What is being asked: Filter the entries for the string "dash". Copy each line that has it.
BEGIN
PR #427, opened 2024-02-01
expose new ipv4_addresses and ipv6_addresses computed attributes on i…

### LINKED ISSUE #321: Support multiple ip addresses on single interface
We have a setup where two ipv6 subnets are used on single interface, example:

```
+----------------------+---------+---------------------+---------------------------------------------+-----------+-----------+--------------------+
| vault0               | RUNNING | 10.30.10.49 (eth0)  | fd19:cafe:510:0:216:3eff:fef3:6194 (eth0)   | CONTAINER | 0         | node1              |
|                      |         |                     | 3ac7:ffa:841:7d19:116:4eff:5ef3:1194 (eth0) |           |           |                    |
+----------------------+---------+---------------------+---------------------------------------------+-----------+-----------+--------------------+
```

`lxd_container` output will return only one ipv6 address, the public one; the private one won't be returned.

Is it acceptable to convert `ip_address`, ` ipv4_address` and `ipv6_address` output type to list so that multiple addresses can be returned ? To preserve compatibility this field can stay as is if only one address is detected.

aanderse:
…nstance resources

resolves #321 - see motivation and reasoning in linked issue... but basically multiple ip addresses assigned to a single interface is something the current provider does not cover

how it looks when 2 ipv6 addresses are assigned to a single interface:
```
aanderse@obsidian ~> jq '.lxd_instance.dash' resources.json
{
  "config": {
    "boot.autostart": "true"
  },
  "description": "",
  "device": [],
  "ephemeral": false,
  "execs": null,
  "file": [],
  "image": "nixos",
  "ipv4_address": "10.30.10.227",
  "ipv6_address": "2a01:4f8:242:5e07:216:3eff:fe67:ba0f",
  "ipv6_addresses": [
    "fd23:cafe:618:0:216:3eff:fe67:ba0f",
    "2a01:4f8:242:5e07:216:3eff:fe67:ba0f"
  ],
  "limits": {},
  "mac_address": "00:16:3e:67:ba:0f",
  "name": "dash",
  "profiles": [
    "default"
  ],
  "project": "sky",
  "remote": null,
  "running": true,
  "status": "Running",
  "target": "618-fsn1-dc15-hetz",
  "timeouts": null,
  "type": "container",
  "wait_for_network": true
}
```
END
Answer box:
aanderse@obsidian ~> jq '.lxd_instance.dash' resources.json
  "name": "dash",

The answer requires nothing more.